Wednesday, 28 January 2026

Work for first and second year students Wednesday 28th January 2026

First year - The radio industry


  • In order to complete these tasks , you will need a BBC Sounds account, so please set one up if you do not have one already. You can set one up by googling 'BBC Sounds' and taking things from there. 
  • Go to the BBC Sounds web portal
  • Many people, especially younger people will access BBC sounds using either the web portal (basically an old fashioned term for website: a 'portal' to other pages, or the BBC Sounds App, which can (and should) be downloaded for free for your phone. This approach is called convergent media, and it brings together different industries to target new audiences. In this case, it means the combination of internet and radio. [MICHAEL VOICE: WRITE THAT DOWN!]
  • These questions may seem a little weird, because you'll be briefly analyzing a website or an app. However, a significant amount of time and money has been devoted to making these as user friendly and enjoyable to use.

Please answer the following questions with screenshots from the site or above, as well as your own bullet point notes


Task 1 - How does BBC Sounds appeal and meet the needs of it's audiences? Make reference to:

  • Thumbnails (the preview images that suggest programme content)
  • Lexis
  • Images
  • Font
  • Colour
  • Hyperlinks (the words or images you click on to access content)
  • Engagement (these are techniques that keep you engaged with the website, and stop you from leaving it. Engagement is a very important concept for online media!)
  • Accessibility (is this website suitable and easy to use for people of different ages and abilities?)
  • Plurality (the ability to appeal and meet the needs of multiple audiences)

Task 2 - How does BBC Sounds meet your needs?

This next task is important, and it's fun. In order to explain how BBC Sounds adopts a pluralistic approach to media production, you are going to find an example of how it meets YOUR needs. You will then refer to this briefly in the exam.

Find a podcast, show, music mix, anything on BBC Sounds that is 'made for you'. Not something you 'sort of' like, something that meets your needs and interests in a specific way. You will need to listen to lots of different things.

Then, make notes on how it appeals to you, and meets your needs.

Using me (Michael) as an example, my perfect show is The New Music Show on BBC Radio 3. It's absolutely crazy! It plays some of the most challenging and experimental music I've heard. It's brilliant, and I can't believe it's played on national radio. Why? Because it meets the need of a very niche audience (experimental music fans). But from a financial perspective, it also encourages me to keep paying the TV licence, as I feel represented.


Task 3 - How does BBC sounds meet someone else's needs?

Final task! Find a podcast you ABSOLUTELY WOULD NEVER LISTEN TO. Listen to it. Sorry. How does this podcast meet the needs of a completely different audience that ISN'T YOU?


IMPORTANT: Next session I will be asking you about your favorite podcast/show on BBC sounds, so make sure, as a bare minimum, you have found something that explicitly appeals to you!



Second year - magazines (adbusters)


For this task, you will be exploring the Adbusters website, and making detailed notes for the following questions.
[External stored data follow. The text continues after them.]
PR #1937, opened 2020-07-22
sdk: emit logs upon confirmation from fromEthersEvent

### LINKED ISSUE #1936: sdk: contracts events payload values can change in case of reorgs
Our events confirmation logic assumes (mistakenly) that events payload data would remain unchanged in case of reorgs. It expected that reorgs could at most remove the transaction, not mine it with completely different values. Unfortunately, that's the case. Specially with the `channelId` value, this can mess with the events monitoring logic.
This is quite critical, and breaks important assumptions which we made for a few places in the architecture which deal with contracts events and results, but it's mostly only triggerable in stress conditions such as SP's BF6 scenario.

## Steps to Reproduce
1. Run a scenario on SP where several nodes open channels on the same network concurrently (e.g. BF6)
2. If a reorg happen, the confirmed tx can have the same txHash of the first emit, but with different channelId, and deposit will fail and state will be inconsistent.

## Expected Result
- Confirmation logic and events monitoring can cope with reorgs

## Actual Result
- Undefined behavior, inconsistent state

```
- Browser & version
- Browser console errors
- Device / OS
```

andrevmatos:
Fixes #1936 

**Short description**
The problem with our previous confirmation logic was that it only took into account the `txHash` and at most updated a reorged `txBlock`: any pending action payload which depended on values which could change on reorgs (main example is `channel_identifier`, which currently depends strictly on tx order, since it's a nonce number) would get out-of-date and both the unconfirmed and its confirmed reemission would be inconsistent with the blockchain. This was actually witnessed upon stress testing on BF6 scenario on SP, which opens several channels on different clients simultaneously, and a reorg changed the order of the `openChannel` transactions on block and made a totally inconsistent state.

The fix keeps the previous `confirmationEpic`, but which should be used only for ConfirmableActions which have values/payloads which don't depend on order or reorgs of blocks/events on-chain. But now, the main way to confirm a log/event/action is through the same `fromEthersEvent` + `map(logToContractEvent)` utilities, which knows how to re-decode reorged events
- `fromEthersEvent` will watch double the range as before (`2 * confirmationBlocks`)
  - the higher half is for unconfirmed logs/events, as before, and the lower half is dedicated for confirmed logs;
  - unconfirmed logs can be emitted multiple times, in order to update their representation on `pendingTxs` state
  - confirmed actions are emitted as confirmed only once, and may replace the values with the confirmed counterparts; the `afterLogBlock` cleanup only takes place on this 'confirmed' part, to allow unconfirmed actions to be re-fetched
  - it can be used to query from a specific block in the past, taking the role previously with `getEventsStream`, in a sorted and standardized way
- `pendingTxs` reducer now deduplicate ConfirmableActions per action type and `txHash`, ensuring re-emitted unconfirmed actions are updated on state, which may make any depending unconfirmed action also be updated (e.g. deposits over unconfirmed channel)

In order to do this efficiently, you should make as many screenshots as possible!

This will involve digging around the website to find explicit examples. There may be 'challenging content', for example strong language.

1 - How does this website establish a target audience? How can this website engage and position an activist audience?
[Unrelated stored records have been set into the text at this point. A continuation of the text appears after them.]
PR #1959, opened 2020-07-25
sdk: don't request PFS if there's no suitable channel

### LINKED ISSUE #1948: Run BF1 scenario
## Description
Run the [BF1 scenario](https://github.com/raiden-network/raiden/blob/develop/raiden/tests/scenarios/bf1_basic_functionality.yaml) and document issues. Fix SP and/or the Light Client, if necessary.

Follow-up from #1691 

## Acceptance criteria
- Scenario is running on the developer machine
- Issues are identified
- Issues are fixed

## Tasks
- [ ]

### LINKED ISSUE #1958: sdk: pathFindingServiceEpic should fail early, before paying a PFS request, if no channel could route payment
Part of #1948 . 
BF1 currently fails because it expected that node 03 would only have done 10 PFS requests, but it did 11, because on the first payment try (which fails, as it should), a PFS request could be avoided and was done anyway. This is an optimization we didn't do before, and instead relyed on PFS to tell us no route existed, even though we could know that already.

## Steps to Reproduce
1. Run BF1
2. See it fail [on this line](https://github.com/raiden-network/raiden/blob/9bd24b1ca72555e7594540a16438534a00f19620/raiden/tests/scenarios/bf1_basic_functionality.yaml#L120)

## Expected Result
- That test pass

## Actual Result
- It fails because it expected 10 PFS requests, but 11 were made

```
- Browser & version
- Browser console errors
- Device / OS
```

andrevmatos:
Fixes #1958 
Fixes #1948 

**Short description**
Adds a simple `assert` to fail early if there's no channel which could handle the transfer.

**BF1** passes after this fix:

Screenshot_20200724_223951

**Definition of Done**

1. BF1 passes

### DIFF
--- a/raiden-ts/src/services/epics.ts
+++ b/raiden-ts/src/services/epics.ts
@@ -897,17 +897,29 @@ function validateRoute$(
 }
 
 function validateRouteTargetAndEventuallyThrow(action: pathFind.request, latest: Latest): void {
-  const { tokenNetwork, target } = action.meta;
+  const { tokenNetwork, target, value } = action.meta;
   const { state, presences } = latest;
 
-  if (!Object.values(state.tokens).includes(tokenNetwork))
-    throw new RaidenError(ErrorCodes.PFS_UNKNOWN_TOKEN_NETWORK, { tokenNetwork });
+  assert(Object.values(state.tokens).includes(tokenNetwork), [
+    ErrorCodes.PFS_UNKNOWN_TOKEN_NETWORK,
+    { tokenNetwork },
+  ]);
 
-  if (!presences[target].payload.available)
-    throw new RaidenError(ErrorCodes.PFS_TARGET_OFFLINE, { target });
+  assert(presences[target].payload.available, [ErrorCodes.PFS_TARGET_OFFLINE, { target }]);
 
-  if (presences[target].payload.caps?.[Capabilities.NO_RECEIVE])
-    throw new RaidenError(ErrorCodes.PFS_TARGET_NO_RECEIVE, { target });
+  assert(!presences[target].payload.caps?.[Capabilities.NO_RECEIVE], [
+    ErrorCodes.PFS_TARGET_NO_RECEIVE,
+    { target },
+  ]);
+
+  assert(
+    Object.values(state.channels).some(
+      (channel) =>
+        channelCanRoute(state, presences, tokenNetwork, channel.partner.address, target, value) ===
+        true,
+    ),
+    ErrorCodes.PFS_NO_ROUTES_BETWEEN_NODES,
+  );
 }
 
 function pfsIsDisabled(action: pathFind.request, latest: Latest): boolean {
--- a/raiden-ts/tests/e2e/raiden.spec.ts
+++ b/raiden-ts/tests/e2e/raiden.spec.ts
@@ -62,6 +62,7 @@ describe('Raiden', () => {
     revealTimeout: 5,
     confirmationBlocks: 2,
   };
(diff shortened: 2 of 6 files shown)


raiden-ts/src/services/epics.ts
```diff
@@ -897,17 +897,29 @@ function validateRoute$(
...
+    ErrorCodes.PFS_TARGET_NO_RECEIVE,
+    { target },
+  ]);
 
-  if (presences[target].payload.caps?.[Capabilities.NO_RECEIVE])
-    throw new RaidenError(ErrorCodes.PFS_TARGET_NO_RECEIVE, { target });
+  assert(
+    Object.values(state.channels).some(
+      (channel) =>
+        channelCanRoute(state, presences, tokenNetwork, channel.partner.address, target, value) ===
```
weilbith, line 918: I think we should rethink the `target` parameter for this function in general. I forgot the details of this function and while reading this I was slightly confused. So actually the target is only used to check if the partner is the target or not and if not check if he can mediate. Rather I would use a boolean flag that defines if the partner needs to mediate.
I would eventually open a tiny issue for that if you agree with me that this could be improved.

raiden-ts/tests/e2e/raiden.spec.ts
```diff
@@ -837,11 +835,21 @@ describe('Raiden', () => {
         await new Promise((resolve) => setTimeout(resolve, 100));
       });
 
-      afterEach(() => raiden1.stop());
-
       test('fail: direct channel without enough capacity, pfs disabled', async () => {
-        expect.assertions(2);
+        expect.assertions(3);
```
weilbith, line 839: What is the background of increasing the node count here and there?

raiden-ts/tests/unit/epics/path.spec.ts
```diff
@@ -958,11 +935,10 @@ describe('PFS: pathFindServiceEpic', () => {
     setTimeout(() => action$.complete(), 10);
 
     await expect(promise).resolves.toMatchObject(
-      pathFind.failure(expect.objectContaining({ message: ErrorCodes.PFS_NO_ROUTES_FOUND }), {
-        tokenNetwork,
-        target,
-        value,
-      }),
+      pathFind.failure(
+        { message: ErrorCodes.PFS_NO_ROUTES_BETWEEN_NODES },
```
weilbith, line 939: Is this actually a PFS error? :D
I know this related to the commit before which is throwing this error. But if the nitpick-policy recognized that this is not error of the path finding **service**. :stuck_out_tongue:

raiden-ts/tests/e2e/raiden.spec.ts
andrevmatos: If you look closely, the new opened channel has an `expect` on it

raiden-ts/tests/unit/epics/path.spec.ts
andrevmatos: Not all PFS errors come from the remote service: PFS errors are errors on the pathFinding epics and actions functionality. So this is it.

raiden-ts/src/services/epics.ts
weilbith: Done with #1968

raiden-ts/tests/e2e/raiden.spec.ts
weilbith: Ah f*** I can't read and misunderstood that. Super dump. I thought you increased the number of nodes.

2 - How can audiences use this website to construct their own identity (Gauntlet)?  What examples can you find where audiences can construct a challenging, diverse and DIFFERENT lifestyle?

3 - How does this website provide diverse experiences? What are some things you can see, do, hear on this site which absolutely would not be possible with the physical magazine?

4 - Preferred readings - Find an example of an article that speaks to an anticapitalist, activist audience. How is this reading anchored?

5 - Oppositional readings - With the same example from 4, list some ways that this audience may engage oppositional to this

6 - Controversy, transgression, abjection - find what you consider to be the most controversial aspect of this website. Why would the producers include such a thing??

7- Style and aesthetic - find a particularly 'out there' section of the website, screenshot, and make brief notes on the aesthetic using the textual analysis toolkit

8 - power and profit???? - all media exists to make money. Perhaps Adbusters is no different??? FInd some examples of how this website can achieve additional revenue for the Adbusters Media Foundation1 Hint: what can you buy?